Respirar lento en tiempos acelerados
Vivimos inmersos en un mundo y en una lógica donde la velocidad, la disponibilidad constante, la hiperconectividad no sólo se valoran, se premian. Marcan lo que debemos ser y cómo debemos actuar. El tiempo se ha convertido en un recurso que se exprime y el cuerpo en una herramienta que se ajusta a demanda. El individualismo y la conexión permanente se han normalizado y, con ellas, el agotamiento y la frustración.
Este modelo de sobreexigencia no solo afecta a nuestra salud física, sino también a nuestra salud mental. La presión constante por hacer más, tener más y ser más genera un desgaste emocional que nos desconecta de aquello que nos da autonomía, dignidad y sentido colectivo.

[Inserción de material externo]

PR #1574, opened 2023-06-01
[Toolchain] Implement inference function in ToolchainEnv

jyoungyun:
This commit implements inference function in ToolchainEnv.

ONE-vscode-DCO-1.0-Signed-off-by: Jiyoung Yun <jy910.yun@samsung.com>

Related issue: #1562

PR #1577, opened 2023-06-04
[Toolchain] Change inference function name

jyoungyun:
This commit changes inference() to infer().

Related issue: #1562

### DIFF
--- a/src/Tests/Toolchain/ToolchainEnv.test.ts
+++ b/src/Tests/Toolchain/ToolchainEnv.test.ts
@@ -283,13 +283,13 @@ suite("Toolchain", function () {
       });
     });
 
-    suite("#inference()", function () {
-      test("NEG: requests unimplemented inference", async function () {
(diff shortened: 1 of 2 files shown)


seanshpark (approved):
LGTM

seanshpark:
@jyoungyun , changing API will break codes outside of this REPO if any.
It would be better to (1) add `infer()` (2) notify users to change codes before YY/MM (3) deprecate `inference()` at YY/MM.

I'll land this if you are sure changing this API is OK.

jyoungyun:
@seanshpark 

> @jyoungyun , changing API will break codes outside of this REPO if any.
> It would be better to (1) add `infer()` (2) notify users to change codes before YY/MM (3) deprecate `inference()` at YY/MM.

Fortunately, there is no use case for this api. I introduced this api last week (#1574). So I think it's better to change it quickly before someone uses it. :) Thank you!!!

PR #1584, opened 2023-06-22
[Draft] Connect inference operation in ONE Explorer

jyoungyun:
This commit connects infererence operation in ONE Explorer.

ONE-vscode-DCO-1.0-Signed-off-by: Jiyoung Yun <jy910.yun@samsung.com>

PR #1585, opened 2023-06-22
[OneExplorer] Append the extname to the contextValue

jyoungyun:
This commit appends the extname to the contextValue. The OneExplorer does not support `resourceExtname` context key. This issue can be resolved using the extname in the contextValue.

Draft PR: #1584

### DIFF
--- a/src/OneExplorer/OneExplorer.ts
+++ b/src/OneExplorer/OneExplorer.ts
@@ -463,7 +463,15 @@ export class OneNode extends vscode.TreeItem {
     //
     // However, resourceExtname returns info of vscode Explorer view (not of OneExplorer).
     //    "when": "view == OneExplorerView && viewItem == config"
-    this.contextValue = node.typeAsString;
+
+    // NOTE
+    // this.contextValue has a format of {NodeType}.{Ext}
+    // EXAMPLE
+    //   directory
+    //   basemode.tflite
+    //   product.tvn
+    const extname = path.extname(node.uri.fsPath);
+    this.contextValue = node.typeAsString + extname;
   }
 }
 
--- a/package.json
+++ b/package.json
@@ -329,22 +329,22 @@
       "view/item/context": [
         {
           "command": "one.explorer.runCfg",
-          "when": "view == OneExplorerView && viewItem == config",
+          "when": "view == OneExplorerView && viewItem =~ /config/",
           "group": "1_run"
         },
         {
           "command": "one.explorer.runCfg",
-          "when": "view == OneExplorerView && viewItem == config",
+          "when": "view == OneExplorerView && viewItem =~ /config/",
           "group": "inline"
         },
         {
           "command": "one.explorer.rename",
-          "when": "view == OneExplorerView && viewItem == config",
+          "when": "view == OneExplorerView && viewItem =~ /config/",
           "group": "7_modification"
         },
         {
           "command": "one.explorer.refactor",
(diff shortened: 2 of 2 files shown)


src/OneExplorer/OneExplorer.ts
```diff
@@ -463,7 +463,10 @@ export class OneNode extends vscode.TreeItem {
     //
     // However, resourceExtname returns info of vscode Explorer view (not of OneExplorer).
     //    "when": "view == OneExplorerView && viewItem == config"
-    this.contextValue = node.typeAsString;
+    //
+    // To resolve above the issue, it appends the extname to the contextValue.
```
dayo09, line 467: The above comment is not the issue but the history. It's to explain why we should use 'viewItem'.

src/OneExplorer/OneExplorer.ts
```diff
@@ -463,7 +463,10 @@ export class OneNode extends vscode.TreeItem {
...
+    const extname = path.extname(node.uri.fsPath);
+    this.contextValue = node.typeAsString + extname;
```
dayo09, line 469: For what use would you need extname in contextValue? ❓

jyoungyun: This code requires to distinguish the tvn file from product files.
I will use the extname like this.
```
        {
          "command": "one.explorer.inferModel",
          "when": "view == OneExplorerView && viewItem =~ /tvn/",
          "group": "inline"
        },
```
from #1854

dayo09: Aha, understood :-D

src/OneExplorer/OneExplorer.ts
dayo09, line 467:
```suggestion
```

dayo09: How about removing the comment?

src/OneExplorer/OneExplorer.ts
dayo09, line 469:
```suggestion
    // NOTE
    // this.contextValue's having a format of {NodeType}.{Ext}
    // EXAMPLE
    //   directory.
    //   basemodel.tflite
    //   product.tvn
    this.contextValue = node.typeAsString + extname;
```

dayo09: But I wonder what 'extname' would be within directory nodes.

jyoungyun: If it is a directory node, there is an empty string in the extname.

jyoungyun:
@dayo09 PTAL again.

src/OneExplorer/OneExplorer.ts
dayo09: How about adding the comment? It makes the format readable at a glance.

jyoungyun: I added the comment on the `extname` line.

dayo09 (approved):

src/OneExplorer/OneExplorer.ts
dayo09: Oh sure. Thanks :-D

dayo09: Oh sure. Thanks :-D

jyoungyun:
@seanshpark PTAL :)

seanshpark (approved):
LGTM

PR #1597, opened 2023-06-29
[OneExplorer] Show profile result from profileModel command

dayo09:
This commit shows profile result file created by profileModel command.

- ONE Explorer basically shows a file written in config.json. If it's not written in config.json, it won't be shown.
- one.toolchain.profileModel command generates <model>.trace.json in the same directory. Let's show it exceptionally.


src/OneExplorer/ConfigObject.ts
```diff
@@ -325,6 +325,24 @@ export class ConfigObj {
       }),
     });
 
+    // NOTE
+    // Shows <model>.trace.json
+    // REQUIRES: <model>.tvn be written in the config file.
```
dayo09, line 330: @jyoungyun The tvn file should be written in the config file to show it. Will it be enough?

jyoungyun: Sure. I'm considering profiling with the tvn file created in ONE-VSCode, so it is satisfied with your constraints.

jyoungyun (approved):
LGTM

seanshpark (approved):
LGTM

PR #1603, opened 2023-07-04
[OneExplorer] Delete multiple nodes with shortcut

dayo09:
This commit enables multiple node deletion on shortcut.

### DIFF
--- a/src/OneExplorer/OneExplorer.ts
+++ b/src/OneExplorer/OneExplorer.ts
@@ -619,19 +619,16 @@ export class OneTreeDataProvider implements vscode.TreeDataProvider<Node> {
       vscode.commands.registerCommand(
         "one.explorer.deleteOnShortcut",
         async () => {
-          if (provider.getSelectedNodes()?.length !== 1) {
-            // Delete is only supported for single selection
-            // Do not show an error or warning message for UI's sake
-            // TODO: handle for multiple selection
-            return;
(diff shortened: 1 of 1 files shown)


src/OneExplorer/OneExplorer.ts
```diff
@@ -619,19 +619,16 @@ export class OneTreeDataProvider implements vscode.TreeDataProvider<Node> {
...
-            // Do not show an error or warning message for UI's sake
-            // TODO: handle for multiple selection
-            return;
-          } else {
-            const node = provider.getSelectedNodes()![0];
-            Logger.info("OneExplorer", "Shortcut", `Delete ${node.uri.fsPath}`);
-
-            await provider.delete(node);
-            // TODO: handle for multiple selection
-            provider.refresh(node.parent);
```
jyoungyun, line 633: Is there no need to refresh in case of multiple nodes?

dayo09: Actually the phrase is redundant because the view refreshes on file system deletion.
I put it in case multiple node deletion requires manual refresh. But when I implemented it, the deletion pop-up gave it enough time to self-refresh, so it worked without the phrase.

jyoungyun (approved):
LGTM

seanshpark (approved):
LGTM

En esta época que vivimos bajo la dictadura del clic, desacelerar no es simplemente descansar: es cuestionar un modelo que nos empuja a producir sin pausa, consumir sin conciencia y desplazarnos sin mirar alrededor.
En medio de este ruido digital y de la presión por estar siempre actualizados y siempre a la última, elegir un ritmo más pausado implica recuperar la capacidad de atención, de vínculo, de cuidado. No se trata de romantizar la lentitud, sino de reconocer que hay formas de vida que no caben en el algoritmo.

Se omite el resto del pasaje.